What you need to do: For each line of the data below that holds "important", copy the line.

Stored items:
--------------------

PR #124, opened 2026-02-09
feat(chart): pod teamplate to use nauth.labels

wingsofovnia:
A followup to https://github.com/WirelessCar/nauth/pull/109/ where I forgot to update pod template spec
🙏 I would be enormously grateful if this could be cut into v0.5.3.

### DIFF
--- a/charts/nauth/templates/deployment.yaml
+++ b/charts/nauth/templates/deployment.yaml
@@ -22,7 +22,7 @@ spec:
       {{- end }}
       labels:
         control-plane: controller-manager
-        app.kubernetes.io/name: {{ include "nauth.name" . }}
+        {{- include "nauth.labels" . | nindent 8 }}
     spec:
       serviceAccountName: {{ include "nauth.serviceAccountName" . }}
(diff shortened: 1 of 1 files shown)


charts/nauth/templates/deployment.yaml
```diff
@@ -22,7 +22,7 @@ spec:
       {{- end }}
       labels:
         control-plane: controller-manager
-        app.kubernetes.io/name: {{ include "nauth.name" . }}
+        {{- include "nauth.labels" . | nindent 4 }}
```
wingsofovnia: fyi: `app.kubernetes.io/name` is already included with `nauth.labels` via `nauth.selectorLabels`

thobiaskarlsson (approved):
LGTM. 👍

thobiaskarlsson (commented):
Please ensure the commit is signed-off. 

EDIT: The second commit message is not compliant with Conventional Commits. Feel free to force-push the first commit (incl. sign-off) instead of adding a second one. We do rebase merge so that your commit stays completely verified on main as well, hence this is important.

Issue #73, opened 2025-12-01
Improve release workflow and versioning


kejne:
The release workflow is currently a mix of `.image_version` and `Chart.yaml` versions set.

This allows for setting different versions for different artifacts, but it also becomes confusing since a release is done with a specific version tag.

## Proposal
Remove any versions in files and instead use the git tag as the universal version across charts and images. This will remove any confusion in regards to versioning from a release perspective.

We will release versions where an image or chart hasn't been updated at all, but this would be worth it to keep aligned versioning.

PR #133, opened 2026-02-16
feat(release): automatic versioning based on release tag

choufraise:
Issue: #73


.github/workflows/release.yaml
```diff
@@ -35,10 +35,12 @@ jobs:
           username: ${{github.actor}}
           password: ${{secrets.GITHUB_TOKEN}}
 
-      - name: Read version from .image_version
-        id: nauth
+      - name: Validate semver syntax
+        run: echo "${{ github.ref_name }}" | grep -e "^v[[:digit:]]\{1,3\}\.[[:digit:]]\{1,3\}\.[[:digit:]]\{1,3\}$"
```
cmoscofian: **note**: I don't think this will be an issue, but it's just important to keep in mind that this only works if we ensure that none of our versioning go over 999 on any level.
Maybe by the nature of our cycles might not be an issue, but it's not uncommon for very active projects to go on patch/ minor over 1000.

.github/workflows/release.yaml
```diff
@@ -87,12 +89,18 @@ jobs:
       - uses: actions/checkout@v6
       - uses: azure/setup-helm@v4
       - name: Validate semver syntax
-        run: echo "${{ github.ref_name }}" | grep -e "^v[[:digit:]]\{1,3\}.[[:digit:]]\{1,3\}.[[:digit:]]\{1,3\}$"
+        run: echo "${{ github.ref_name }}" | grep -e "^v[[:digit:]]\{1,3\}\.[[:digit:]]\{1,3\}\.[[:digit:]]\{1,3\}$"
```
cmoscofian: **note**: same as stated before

--------------------

Response area:
EDIT: The second commit message is not compliant with Conventional Commits. Feel free to force-push the first commit (incl. sign-off) instead of adding a second one. We do rebase merge so that your commit stays completely verified on main as well, hence this is important.
cmoscofian: **note**: I don't think this will be an issue, but it's just important to keep in mind that this only works if we ensure that none of our versioning go over 999 on any level.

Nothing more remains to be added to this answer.